The Rise and Fall of PaxMedica - Page 6

Brain-based therapy is unlikely to do away with the major schools of therapy—primarily CBT and various psychodynamic approaches—which have given most of us the basic tools we use in daily practice. What will be different, however, is that the therapeutic focus will begin inside with the client's brain, rather than outside with a set principles and practices from one of the dominant "clubhouse" therapies (the current schools of therapy that are like exclusive membership organizations). In other words, therapy drawn from an understanding of the brain will enable clinicians to escape once and for all what might be called the "theory pit." There'll be no point to declaring fundamental allegiance to any one "theoretical home" when our primary focus is on the brain. This meta-perspective will increasingly help therapists evaluate which approaches might work best with a particular client at a particular point in therapy to resolve a particular symptom or difficulty by activating a particular brain process. We'll be in a position to more effectively integrate a variety of new and old models as it becomes more apparent that what ultimately counts is what changes the brain.

Brain-based therapy has already broadened and deepened the perceptual field of many clinicians beyond the limited, overly cerebral "psychological story," that's so often been front and center in the attention of the therapist. It's a temptation of talk therapy to conceptualize everything our clients bring us in terms of the unfolding of a narrative mediated by spoken words, theirs and ours. Yet while the left brain gets a real workout in the standard therapeutic exchange, much of what drives us as human beings is unspoken, even literally unspeakable—emotional and physiological states of arousal that transcend our partial psychological stories, often going unrecognized and unheard in a word-dominated field. Indeed, little human experience can be apprehended through rational, conscious, verbal language. Brain-based therapy allows us to tap into the many other forms of personal expression—physical, emotional, spiritual—to gather information about our clients and bring into therapy a host of nontraditional modalities with an undeniable impact on the brain—meditation, of course, but also dance, music, and the visual arts.

Neuroscience offers therapists the opportunity to truly see and understand the neurophysiological wiring and activity underlying states of fear, shame, anxiety, depression, and addiction. Such a perspective provides a much bigger, more capacious view of human beings, including those humans sitting across from us, than any single therapy model allows. Rather than comprising a particular narrative—the psychodynamic narrative of unconscious motivations and repressions, the CBT narrative of entrenched cognitions driving emotions, the family systems narrative that individuals can only be understood in the context of family relationships—brain-based therapy implicitly encompasses them all, without making a religion of any. At the same time, paradoxically, it provides a more empirical, precise, and parsimonious explanation of the client's difficulties. In other words, it offers us the opportunity to wed the soft art of the therapeutic conversation with the exacting hard science of the brain.

We're well aware that marriage of brain science and therapy is still in its earliest stages and, at this point, practitioners like us who are interested in building bridges between the two are still experimenting, drawing what we can from our understanding of neuroscience and sifting through psychological theory and research to find common denominators appropriate both to our clients' psychological situation and to what appear to be the relevant brain processes. In our own work, our first brain-based "intervention" with our clients is simply to talk to them about their own brains—terra incognita for most people—and explain how therapy can help them rewire their own brains so that they feel better and get more out of life. We include information about the brain at every stage of therapy, from assessment to goal-setting to the selection of interventions and the moment-by-moment corrections in our alliance with clients.
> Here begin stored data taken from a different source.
PR #396, opened 2026-08-08
perf(threading): back spawn_from_callback with a bounded worker pool

### LINKED ISSUE #388: perf: spawn_from_callback creates a fresh OS thread per callback hop — thread churn, no backpressure
## Summary

`threading::spawn_from_callback` (`src/threading.rs:157-177`) spawns a **new OS thread per invocation** (`std::thread::Builder::new().name("pmix-callback-hop")`). Every `_nb` completion, event notification, or server upcall that uses the documented hop pattern creates a thread (~8 MiB virtual stack reservation each).

## Impact

- High-frequency paths — IOF streams, heartbeat/event storms, many concurrent `_nb` completions — churn threads and can exhaust `RLIMIT_NPROC` or slow the process with scheduler pressure.
- The function is the crate's recommended escape hatch for "must not block the progress thread", so it will be on the hot path in real MT apps.
- No pooling, no concurrency limit, no backpressure: a burst of completions spawns a burst of threads.

## Suggested fix

- Keep the fire-and-forget API, but back it with a small shared worker pool (bounded queue + N workers, sized to `available_parallelism`) with fallback to direct spawn when the queue is full, or
- Document and provide a `CallbackChannel`-first pattern for hot paths (already exists, but `spawn_from_callback` is the path of least resistance), or
- At minimum, make the thread name/stack size configurable and document the per-hop cost.

The API contract (never join in-handler, panics confined to the hop thread) is unchanged.

SedahsDev:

Clients find that putting their distress into a biological context externalizes their problems, reduces shame and guilt about admitting something is "wrong" with them, and quickly lessens resistance to therapy. We say, in effect, "We're going to work together to rewire your brain so that your amygdala won't hit the panic button when there's nothing to panic about." By explaining the importance of relationships in changing the brain at every point in their lives from infancy to old age, we implicitly make the point that therapy must itself be a genuine relationship and collaboration to succeed. More subtly, bringing the brain into therapy acknowledges the biological heritage we all share.